Correlations between EMT status and clinical factors. Next, we investigated whether the EMT status of CTCs was associated with clinical factors. There was no relationship with T classification, N classification, stage, local recurrence, and distant metastasis. Interestingly, the E+M− CTC phenotype was more frequent in patients without recurrence/metastasis (p=0.0468, Table II). Regarding treatment response, the E+M− CTC phenotype was also more frequent in those with a complete response (p=0.0346). To evaluate the prognostic significance of EMT status of CTCs, Kaplan–Meier survival analyses were performed among three groups E+M−, E+M+ and E−M+ (Figure 2). However, there was no significant difference among the three groups.

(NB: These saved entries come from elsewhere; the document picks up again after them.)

PR #2244, opened 2024-07-01
walk mro for Field set type annotations

asottile:
test failed prior to this with:

```
_____________________ mro_is_walked_for_field_annotations ______________________
/home/asottile/workspace/django-stubs/tests/typecheck/models/test_create.yml:64: 
E   Actual:
E     main:2: error: Incompatible type for "dct" of "Child" (got "Dict[Any, Any]", expected "Union[str, Combinable]")  [misc] (diff)
E   Expected:
E     (empty)
```

test is a simplified example from sentry code

### DIFF
--- a/tests/typecheck/models/test_create.yml
+++ b/tests/typecheck/models/test_create.yml
@@ -60,6 +60,27 @@
                 class Child4(Child1):
                     value4 = models.IntegerField()
 
+-   case: mro_is_walked_for_field_annotations
+    main: |
+        from myapp.models import Child
+        Child.objects.create(dct={"hello": "world"})  # no errors
+    installed_apps:
+        - myapp
+    files:
+        -   path: myapp/__init__.py
+        -   path: myapp/models.py
+            content: |
+                from __future__ import annotations
+
+                from django.db import models
+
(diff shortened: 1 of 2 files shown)


tests/typecheck/models/test_create.yml
```diff
@@ -60,6 +60,27 @@
                 class Child4(Child1):
                     value4 = models.IntegerField()
 
+-   case: mro_is_walked_for_field_annotations
+    main: |
+        from myapp.models import Child
+        Child.objects.create(dct={"hello": "world"})  # no errors
```
sobolevn, line 66: Can you please add:

```yml
c: Child
reveal_type(c.dct)
```

?

This is needed to prevent a possible regression that `dct` is `Any`.

sobolevn (commented):
Good catch, thanks!

tests/typecheck/models/test_create.yml
asottile-sentry: I don't think that's relevant / useful -- the type for `dct` is explicitly annotated.  the bug here is strictly in the plugin parts of `create`

sobolevn (approved):

PR #2248, opened 2024-07-03
use field annotations for values_list types

asottile:
test originally failing with: 

```
 N: Revealed type is "builtins.list[Tuple[builtins.int, builtins.str]]
```

I reorganized the similar setter type determination as well as they had symmetry


flaeppe (approved):
Nice work

PR #2252, opened 2024-07-05
Remove some unnecessary defer rounds

flaeppe:
Change so that we don't trigger unnecessary defer rounds during manager creation via the `from_queryset` method call.

Refs:
- #1044 
- #1023

### DIFF
--- a/tests/typecheck/managers/test_managers.yml
+++ b/tests/typecheck/managers/test_managers.yml
@@ -519,7 +519,7 @@
                     reveal_type(user.bookingowner_set)
                     reveal_type(user.booking_set)
 
-                    # Check QuerySet methods on UnknownManager
+                    # Check QuerySet methods on unknown manager
                     reveal_type(Booking.objects.all)
                     reveal_type(Booking.objects.custom)
                     reveal_type(Booking.objects.all().filter)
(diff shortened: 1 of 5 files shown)


tests/typecheck/managers/test_managers.yml
```diff
@@ -539,30 +539,27 @@
...
+        myapp/models:56: error: "QuerySet[Any, Any]" has no attribute "custom"  [attr-defined]
         myapp/models:56: note: Revealed type is "Any"
-        myapp/models:57: note: Revealed type is "Union[myapp.models.Booking, None]"
-        myapp/models:58: note: Revealed type is "myapp.models.Booking"
-        myapp/models:59: note: Revealed type is "builtins.list[myapp.models.Booking]"
-        myapp/models:60: note: Revealed type is "builtins.list[myapp.models.Booking]"
+        myapp/models:57: note: Revealed type is "Union[Any, None]"
+        myapp/models:58: note: Revealed type is "Any"
+        myapp/models:59: note: Revealed type is "builtins.list[Any]"
+        myapp/models:60: note: Revealed type is "builtins.list[Any]"
```
flaeppe, line 562: I'm going to argue that the changes here improves correctness. Since the manager in the test comes from a function that specifies a manager as return type:

```python
def LocalManager() -> models.Manager:
    """
    Returns a manager instance of an inlined manager type that can't
    be resolved.
    """
    class InnerManager(models.Manager): ...
    return InnerManager()
```

This (now) assigns a type `models.Manager[Any]`, the return type of the function. I would say that the previous behaviour did too much, since it tried to express that assigned an invalid manager. But to know that it had to draw conclusions from the function body and thus "override" the return type.

The plugin should now only consider calls of the format: `objects = <Manager>.from_queryset(<QuerySet>)()` or `objects = <QuerySet>.as_manager()` in this case

flaeppe:
To clarify a little bit more; previously the plugin _could_ tell mypy to defer on e.g. a case like this:

```python
def not_a_manager() -> Any: ...

class SomeModel(models.Model):
    objects = not_a_manager()
```

Deferring isn't gonna make it a more of a manager. The changed code looks for a more narrow/specific case that we want and can handle that comes from `from_queryset`. For any other situation we now just continue without deferring.

flaeppe:
@sobolevn, @intgr would any of you guys mind checking this out? I'm suspecting it _could_ improve a couple of errors in #1023 (though I have no proof that it will)

PR #2497, opened 2025-02-03
Fix types for `TestCase.assertJSON{Not,}Equal`

nickstenning:
The implementation of this function just passes the `raw` value to `json.loads`, which [is typed as accepting][1] strings, bytes objects, or bytearrays.

Update the signature of `assertJSONEqual` and `assertJSONNotEqual` to match.

[1]: https://github.com/python/typeshed/blob/aac4394eb29d86797628b57d6f01f5e17f5ff83f/stdlib/json/__init__.pyi#L40

Please let me know if I missed important things from the contributor process?

### DIFF
--- a/django-stubs/test/testcases.pyi
+++ b/django-stubs/test/testcases.pyi
@@ -152,13 +152,13 @@ class SimpleTestCase(unittest.TestCase):
     def assertInHTML(self, needle: str, haystack: str, count: int | None = ..., msg_prefix: str = ...) -> None: ...
     def assertJSONEqual(
         self,
-        raw: str,
+        raw: str | bytes | bytearray,
         expected_data: dict[str, Any] | list[Any] | str | int | float | bool | None,
         msg: str | None = ...,
     ) -> None: ...
     def assertJSONNotEqual(
         self,
-        raw: str,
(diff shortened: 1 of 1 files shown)


tests/typecheck/test/test_testcase.yml
```diff
@@ -10,3 +10,30 @@
...
+              self.assertJSONNotEqual(b"{}", {"a": 1})
+
+-   case: testcase_assert_json_equal_bytearray
+    main: |
+      from django.test.testcases import TestCase
+
+      class ExampleTestCase(TestCase):
+          def test_method(self) -> None:
+              self.assertJSONEqual(bytearray(b"{}"), {})
+              self.assertJSONNotEqual(bytearray(b"{}"), {"a": 1})
```
sobolevn:
```suggestion
```

We don't need tests for simple annotations :)

sobolevn (commented):
Thanks!

tests/typecheck/test/test_testcase.yml
nickstenning: OK! I'll rebase those out.

sobolevn (approved):

PR #2498, opened 2025-02-03
DomainNameValidator types

HansAarneLiblik:
# I have made things!

I'm unable to use `django.core.validators.DomainNameValidator` in my project due to mypy complaining 
> error: Module "django.core.validators" has no attribute "DomainNameValidator"  [attr-defined]

This should hopefully fix that issue

## Related issues

- None. I can create one, if needed


sobolevn (approved):
Thanks!

PR #2509, opened 2025-02-11
fix: Add `context_data` attribute to _MonkeyPatchedW/ASGIResponse.

PacificGilly:
As detailed in Django's documentation [0], when a non-standard template backend is used, the `context_data` attribute is populated instead of `context` when the test API call is successful. I've seen this to be a populated attribute regardless of the backend template engine being used. Regardless, this near-hidden attribute is missing and should be included to help improve unit testing when validating that the response data contains the expected data.

[0] https://docs.djangoproject.com/en/stable/topics/testing/tools/#django.test.Response.context

## Related issues
None.

### DIFF
--- a/django-stubs/test/client.pyi
+++ b/django-stubs/test/client.pyi
@@ -189,7 +189,15 @@ class _MonkeyPatchedWSGIResponse(_WSGIResponse):
     request: dict[str, Any]
     client: Client
     templates: list[Template]
+
+    # `context` and `context_data` are populated based on whether you use the standard template
+    # backend or a custom one respectively.
+    # `context_data` only exists if the response was successful too as the return type changes.
+    # `HTTPResponse` when API failed and `TemplateResponse` when successful.
+    # https://docs.djangoproject.com/en/stable/topics/testing/tools/#django.test.Response.context
     context: ContextList | dict[str, Any]
+    context_data: ContextList | dict[str, Any]
+
     content: bytes
     resolver_match: ResolverMatch
     redirect_chain: list[tuple[str, int]]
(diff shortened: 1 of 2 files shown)


django-stubs/test/client.pyi
```diff
@@ -189,7 +189,15 @@ class _MonkeyPatchedWSGIResponse(_WSGIResponse):
...
     client: Client
     templates: list[Template]
-    context: ContextList | dict[str, Any]
+
+    # `context` and `context_data` are populated based on whether you use the standard template
+    # backend or a custom one respectively.
+    # `context_data` only exists if the response was successful too as the return type changes.
+    # `HTTPResponse` when API failed and `TemplateResponse` when successful.
+    # https://docs.djangoproject.com/en/stable/topics/testing/tools/#django.test.Response.context
+    context: ContextList | dict[str, Any] | None
```
sobolevn: I think that this can ruin valid use, basically you would have to do:

```python
assert response.context
assert response.context[key]
```

Right?

```
This attribute is only populated when using the [DjangoTemplates](https://docs.djangoproject.com/en/5.1/topics/templates/#django.template.backends.django.DjangoTemplates) backend. If you’re using another template engine, [context_data](https://docs.djangoproject.com/en/5.1/ref/template-response/#django.template.response.SimpleTemplateResponse.context_data) may be a suitable alternative on responses with that attribute.
```

PacificGilly: If you have a custom Template BE then context is null and you have to use context_data instead. From testing this out, I found context was always null on a 200 response regardless of template BE using Django 4.2

sobolevn: I am not against adding `context_data`, but I don't think we should add `None` type to these values.

PacificGilly: Ah okay, I see your point. I only added None type as that's what I saw during some TDD, but like you mentioned this might do more harm than good. Happy to remove the None types here 🙂

PacificGilly: Removed `None` now from both `context` and `context_data`.

sobolevn (approved):
Thank you!

PR #2515, opened 2025-02-19
Fix id and pk of AnonymousUser

### LINKED ISSUE #2513: Incorrect types for AnonymousUser
# Bug report

## What's wrong

Mypy is not reporting issues with the following:

```
def my_view(request: HttpRequest) -> HttpResponse:
    current_id_plus_one = request.user.id + 1
    return HttpResponse(current_id_plus_one)
```

## How is that should be

Mypy should throw an error because `request.user` can be an `AnonymousUser` which has [`id` and `pk` set to None](https://github.com/django/django/blob/611bf6c2e2a1b4ab93273980c45150c099ab146d/django/contrib/auth/models.py#L530). If I change the [stub](https://github.com/typeddjango/django-stubs/blob/master/django-stubs/contrib/auth/models.pyi#L96) from `Any` to `None` things work as expected. I wanted to check if `Any` was used purposefully before opening a PR.

## System information

- OS:
- `python` version: `3.12.0`
- `django` version: `5.1.6`
- `mypy` version: `1.15.0`
- `django-stubs` version: `5.1.3`
- `django-stubs-ext` version: `5.1.3`.

stickperson:
# I have made things!

## Related issues

- Closes #2513

Would it also make sense to update `save()`, `delete()`, `set_password()`, and `check_password()` with the `NoReturn` type since they always raise?

### DIFF
--- a/django-stubs/contrib/auth/models.pyi
+++ b/django-stubs/contrib/auth/models.pyi
@@ -93,8 +93,8 @@ class AbstractUser(AbstractBaseUser, PermissionsMixin):
 class User(AbstractUser): ...
 
 class AnonymousUser:
-    id: Any
-    pk: Any
+    id: Literal[None]
+    pk: Literal[None]
     username: Literal[""]
     is_staff: Literal[False]
     is_active: Literal[False]
--- a/django-stubs/contrib/auth/models.pyi
+++ b/django-stubs/contrib/auth/models.pyi
@@ -93,8 +93,8 @@ class AbstractUser(AbstractBaseUser, PermissionsMixin):
 class User(AbstractUser): ...
 
 class AnonymousUser:
-    id: Literal[None]
-    pk: Literal[None]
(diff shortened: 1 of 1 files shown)


django-stubs/contrib/auth/models.pyi
```diff
@@ -93,8 +93,8 @@ class AbstractUser(AbstractBaseUser, PermissionsMixin):
 class User(AbstractUser): ...
 
 class AnonymousUser:
-    id: Any
-    pk: Any
+    id: Literal[None]
+    pk: Literal[None]
```
```suggestion
    id: None
    pk: None
```

sobolevn (commented):
Let's do one thing at a time

sobolevn (approved):
https://github.com/django/django/blob/65c46d6932c0956d2988d13ec3d9ab3ef9d96d61/django/contrib/auth/models.py#L529-L531

Thanks!

PR #2532, opened 2025-03-07
Bump django to 5.1.7

sobolevn:
Closes https://github.com/typeddjango/django-stubs/pull/2531


django-stubs/contrib/admin/models.pyi
```diff
@@ -22,26 +22,13 @@ class LogEntryManager(models.Manager[LogEntry]):
...
-    @overload
-    def log_actions(
-        self,
-        user_id: int,
-        queryset: QuerySet[Model],
-        action_flag: int,
-        change_message: str | list[Any] = "",
-        *,
-        single_object: Literal[False] = False,
-    ) -> list[LogEntry]: ...
```
adamchainz, line 44: This change is getting reverted because it was backwards-incompatible:

https://code.djangoproject.com/ticket/36234

Can we revert here and pin at 5.1.8 instead?

sobolevn: Sure! As soon as 5.1.8 is released

sobolevn: I was surprised to see this change :)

EMT status of CTCs in the R/M HNSCC cohort and comparison with that in the HNSCC cohort without R/M. Finally, we investigated the EMT status of CTCs from patients with locoregional or distant metastasis of HNSCC and compared it to that in previously patients with untreated HNSCC and without metastasis. In patients with R/M, 29 out of 35 (82.9%) had KRT19-positive CTCs. The percentage of VIM-positive CTCs in the R/M cohort was significantly higher than that in the non-R/M cohort (74.3% vs. 44.0%, p=0.0303; Table III). E−M− CTCs were found in two patients (5.7%), E+M− in seven (20.0%), E−M+ in four (11.4%), and E+M+ in 22 (62.9%). The distribution of CTC EMT status in patients with R/M HNSCC was found to be significantly different from that in patients without R/M of HNSCC (p=0.0374; Table IV); the E+M+ phenotype constituted the major proportion of the CTCs detected in patients with R/M HNSCC.
Discussion
Although EMT is known to contribute to many of the steps in the invasion–metastasis cascade, it is difficult to evaluate the EMT status accurately because of the existence of various epithelial and mesenchymal markers and constant fluctuations in the tumor environment. To date, as epithelial markers for CTC identification in HNSCC, epithelial cell adhesion molecule (EpCAM) and cytokeratin have been well-studied (16-19). However, these epithelial markers may be down-regulated or lost during EMT. As previously reported, we firstly detected CTCs by expression of multiple epithelial-related gene (KRT19, EPCAM, EGFR, and MET), and then analyzed the molecular characteristics of CTCs. Our study revealed that of the four epithelial-related genes tested, expression of KRT19 was most frequent (14). Additionally, McMullen et al. described cytokeratin as being more sensitive in the detection of CTCs in head and neck cancer (20). Vimentin found in mesenchymal cells is recognized as a classical EMT marker and its expression in tumor cells is associated with cancer invasion and poor prognosis in numerous types of cancer, including HNSCC (21-25). Based on these findings, EMT status was defined as the combination of expression of both KRT19 and VIM in the present study.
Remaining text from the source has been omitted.